为了研究直流(DC)和极低频(ELF)电场的生物效应,我们对全血中的红细胞(RBC)运动进行了定量分析。考虑到体内电场分布的不均匀性,我们在显微镜下生成了五种不同的电场分布。在理论分析中,我们假设电泳和介电泳为基本动力,并得到了血细胞速度的空间分布。利用视频图像分析测量了红细胞速度。血细胞速度的空间依赖性与理论分析预测的结果十分吻合。这一结果表明,基于电泳和介电泳的理论模型在研究暴露于不均匀动物和人体的 ELF 电场时是有效的。接下来,我们使用相同的测量系统,试图找出发生这些效应的电场强度。结果发现,直流和交流电场暴露的阈值分别为 0.40 和 1.6 kV/m。此外,我们还研究了在更真实的人体暴露条件下电场效应的再现性。微通道中的红细胞暴露在电容耦合产生的电场中,电极被气隙隔开。即使在新的条件下,也观察到了类似的效应,这也验证了上述分析的有效性。这些结果将为电场暴露的安全评估以及未来电场在体内操控 RBC 的生物医学应用提供有用的信息。
本文章由计算机程序翻译,如有差异,请以英文原文为准。

Quantitative analyses of RBC movement in whole blood exposed to DC and ELF electric field

Quantitative analyses of RBC movement in whole blood exposed to DC and ELF electric field

For the study of biological effects of direct current (DC) and extremely low frequency (ELF) electric fields, we have quantitatively analyzed red blood cell (RBC) movement in whole blood. Considering the inhomogeneous distribution of electric fields in vivo, five different electric field distributions were generated under a microscope.

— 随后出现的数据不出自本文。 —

PR #1717, opened 2026-03-19
feat(core): add opt-in periodic ping for connection health monitoring

### LINKED ISSUE #1000: Bug Report-2: Missing Periodic Ping Implementation
## Summary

For theoretical analyses, we assumed electrophoresis and dielectrophoresis as basic motive forces and obtained the spatial distribution of blood cell velocity. The RBC velocity was measured using video image analysis. The spatial dependence of the velocity showed good agreement with that predicted by theoretical analysis. This result suggests the validity of the theoretical model based on electrophoresis and dielectrophoresis for the study of ELF electric field exposure to inhomogeneous animal and human bodies. Next, using the same measurement system, we attempted to find the electric field strength at which these effects occur. The threshold values were found to be 0.40 and 1.6 kV/m, respectively, for DC and AC electric field exposures. Furthermore, we investigated the reproducibility of the field effects in more realistic conditions of human exposure. The RBCs in microchannels were exposed to the electric field generated in capacitive coupling using electrodes separated by an air gap. Even in the new condition, similar effects were observed, which also verified the validity of the analysis described above. These results will provide useful information for the safety assessment of field exposure and for the future biomedical applications of electric fields to manipulate RBCs in vivo.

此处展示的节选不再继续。